ISTANA NETIZEN.com, Jakarta — 17 Agustus 1945 Indonesia memproklamasikan kemerdekaan. Dua paragraf dibacakan di Jalan Pegangsaan Timur 56.
Tapi persoalan besar baru dimulai: Bagaimana menjalankan negara yang baru lahir?
Belum ada konstitusi. Belum ada presiden dan wakil presiden. Belum ada struktur pemerintahan. Belum ada pembagian wilayah.
Jawabannya datang dalam 5 hari. Melalui sidang Panitia Persiapan Kemerdekaan Indonesia /PPKI pada 18, 19, dan 22 Agustus 1945.
18 AGUSTUS 1945: KONSTITUSI DAN PEMIMPIN DITETAPKAN
Sehari setelah proklamasi, PPKI menggelar sidang pertama.

Keputusan paling krusial: pengesahan UUD 1945.
Salah satu perubahan penting ada di sila pertama. Rumusan _”Ketuhanan dengan kewajiban menjalankan syariat Islam bagi pemeluk-pemeluknya”_ diubah menjadi _”Ketuhanan Yang Maha Esa”_.

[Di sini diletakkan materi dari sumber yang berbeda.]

PR #1053, opened 2019-09-02
add multiple channel option to Orchestra unicast slotframe

atiselsts:
This increases the performance of Orchestra by reducing the number of collisions, especially helpful in dense networks.

### DIFF
--- a/os/net/mac/tsch/tsch-schedule.c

Menurut kesaksian Mohammad Hatta, perubahan itu dilakukan demi persatuan. Agar negara baru bisa menaungi seluruh rakyat dengan latar belakang agama dan daerah berbeda.
Di hari yang sama, PPKI juga memilih Soekarno sebagai Presiden dan Mohammad Hatta sebagai Wakil Presiden.
Dalam 24 jam setelah merdeka, Republik sudah punya dasar hukum dan kepala negara.
19 AGUSTUS 1945: MEMBANGUN STRUKTUR PEMERINTAHAN
Sidang kedua membahas bagaimana pemerintahan dijalankan.
PPKI membagi wilayah RI menjadi 8 Provinsi:
1. Sumatra – Teuku Mohammad Hasan
2. Jawa Barat – Sutarjo Kartohadikusumo
3. Jawa Tengah – R. Panji Soeroso
4. Jawa Timur – R. A. Suryo
5. Sunda Kecil – I Gusti Ketut Pudja
6. Maluku – J. Latuharhary
7. Sulawesi – Sam Ratulangi
8. Borneo – Ir. Pangeran Mohammad Noor
PPKI juga membentuk 12 Kementerian pertama. Ini bukti Republik tidak hanya fokus di Jakarta, tapi langsung membangun administrasi untuk wilayah yang luas.
22 AGUSTUS 1945: LEMBAGA PERWAKILAN DAN KEAMANAN
Sidang ketiga menjawab soal: siapa yang mewakili rakyat?
Karena DPR dan MPR belum ada, PPKI membentuk Komite Nasional Indonesia Pusat KNIP. Awalnya sebagai badan pembantu presiden, tapi kemudian berkembang jadi lembaga legislatif penting di masa revolusi.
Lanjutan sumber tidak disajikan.